I called Dr. Gardner while Felix was having breakfast, and he agreed on a house call. It was things like that which made me so happy about the amount of money we had. In general, I was happy about it when it came to everything Felix, because cost was never a factor.

Then, it was time to call Tommy, and he picked up.

“Yeah.”

“Hi, it’s Billie.”

“I know.”

I decided to ignore the snarl from him and just get to the point. “Felix seems to have a urinary tract infection. The doctor is going to be here in an hour or so, but you told me to keep you updated if something happened to him.

“Can you put Felix on the phone?”

Awesome. He’d rather get a medical update from a five-year-old than talk to me. “Sure.” I turned to Felix. “He wants to talk to you.”

He took the phone and gave me a precocious look. “This is kinda private.”

“Okay,” I laughed. “I’ll wait in the hallway, but you have to promise me to eat your entire omelet.”

Mom came down the stairs and gave me a surprised eye where I sat on the stool.

“Why are you sitting there?”

“Felix is talking to Tommy, and it was
kinda private
.”

“Kinda private,” she repeated and shook her head with a laugh. “Sometimes it surprises me how what goes around really does come around.”

“What?”

“He’s just like you,” she chuckled. “
Kinda private
.”

“I think he’s got a urinary infection. Dr. Gardner is on his way.”

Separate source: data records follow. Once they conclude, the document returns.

Issue #5713, opened 2020-03-23
information sharing statistics in the (new) dashboards


cvandeplas:
**Is your feature request related to a problem? Please describe.**
The MISP-dashboards give interesting information sharing statistics that could stimulate information sharing; but does not respect data confidentiality based on the distribution and SharingGroups

**Describe the solution you'd like**
The new (currently developed) dashboards built in MISP web UI could provide similar information sharing statistics as the MISP-dashboard does. By design these automatically follow the data confidentiality as they use internal APIs.

This feature-request is therefore to create nicely looking dashboards with statistics of information sharing on this instance.  Stats should (at least) be organisation centric.

mokaddem:
What stats would you like to see in addition to Organisation activity (data creation/edition)?

cvandeplas:
Similar as what you tried to do with the MISP-dashboards:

“Okay.” Mom didn’t seem fazed. We didn’t panic about those small things anymore. “I’ll go see if he’s done with his private conversation.”

“Let me know if he is.”

 

*

 

About an hour later, the three of us, along with Tommy and Dr. Gardner, where in Felix’s room.

“Any pain?” Dr. Gardner asked, and Felix shook his head.

“How do you know he’s telling the truth?” Tommy asked me in a low voice.

“He knows it can get a lot worse if he doesn’t.”

Thankfully, Dr. Gardner said we didn’t have to go to the hospital as long as his temperature didn’t rise and he didn’t complain about pain. The main risk was that the infection spread to the cysts in his kidneys, because it was hard to treat infections in cysts.